Glutamine-dependent signaling controls pluripotent stem cell fate.

机构信息

Department of Molecular and Medical Pharmacology, David Geffen School of Medicine, University of California at Los Angeles, Los Angeles, CA, USA.

Department of Pathology and Laboratory Medicine, David Geffen School of Medicine, University of California at Los Angeles, Los Angeles, CA, USA.

出版信息

Dev Cell. 2022 Mar 14;57(5):610-623.e8. doi: 10.1016/j.devcel.2022.02.003. Epub 2022 Feb 24.

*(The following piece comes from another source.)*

PR #1228, opened 2015-01-07
Updated copyright headers for 2015 - Happy New Year!

LiterallyElvis:
I went file by file and updated every copyright header that mentioned reddit as being the copyright holder. This does not apply to many of the things in /r2/r2/public/static/js/lib since other parties are listed as the copyright holders there.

DOI:10.1016/j.devcel.2022.02.003
PMID:35216682
原文链接:https://pmc.ncbi.nlm.nih.gov/articles/PMC8930616/
Abstract

Human pluripotent stem cells (hPSCs) can self-renew indefinitely or can be induced to differentiate. We previously showed that exogenous glutamine (Gln) withdrawal biased hPSC differentiation toward ectoderm and away from mesoderm. We revealed that, although all three germ lineages are capable of de novo Gln synthesis, only ectoderm generates sufficient Gln to sustain cell viability and differentiation, and this finding clarifies lineage fate restrictions under Gln withdrawal. Furthermore, we found that Gln acts as a signaling molecule for ectoderm that supersedes lineage-specifying cytokine induction. In contrast, Gln in mesoderm and endoderm is the preferred precursor of α-ketoglutarate without a direct signaling role. Our work raises a question about whether the nutrient environment functions directly in cell differentiation during development. Interestingly, transcriptome analysis of a gastrulation-stage human embryo shows that unique Gln enzyme-encoding gene expression patterns may also distinguish germ lineages in vivo. Together, our study suggests that intracellular Gln may help coordinate differentiation of the three germ layers.

摘要

人类多能干细胞(hPSCs)可以无限自我更新或被诱导分化。我们之前曾表明,外源性谷氨酰胺(Gln)耗竭使 hPSC 分化偏向外胚层而远离中胚层。我们揭示了,尽管所有三种生殖谱系都能够从头合成 Gln,但只有外胚层能够产生足够的 Gln 来维持细胞活力和分化,这一发现阐明了 Gln 耗竭下的谱系命运限制。此外,我们发现 Gln 作为外胚层的信号分子,取代了谱系特异性细胞因子的诱导。相比之下,中胚层和内胚层中的 Gln 是α-酮戊二酸的首选前体,而没有直接的信号作用。我们的工作提出了一个问题,即在发育过程中,营养环境是否直接作用于细胞分化。有趣的是,对原肠胚阶段人类胚胎的转录组分析表明,独特的 Gln 酶编码基因表达模式也可能在体内区分生殖谱系。总之,我们的研究表明,细胞内 Gln 可能有助于协调三个胚层的分化。